EXERCISE REQUIREMENTS -
Each entry below is to be duplicated precisely.

BEGIN EXTRACTED MATERIAL

PR #8839, opened 2023-05-11
fix(npm-publish): restore --access public option

caugner:
## Summary

(MP-385)

### Problem

The "npm publish" workflow is failing, because I removed the `--access public` parameter, yet this parameter is required for scoped packages.

### Solution

Add back the parameter.

---

We'll see after this is merged.


LeoMcA (approved):
🤞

END EXTRACTED MATERIAL

RESPONSE BOX -
PR #8839, opened 2023-05-11
fix(npm-publish): restore --access public option

caugner:
## Summary

(MP-385)

### Problem

The "npm publish" workflow is failing, because I removed the `--access public` parameter, yet this parameter is required for scoped packages.

### Solution

Add back the parameter.

---

We'll see after this is merged.


LeoMcA (approved):
🤞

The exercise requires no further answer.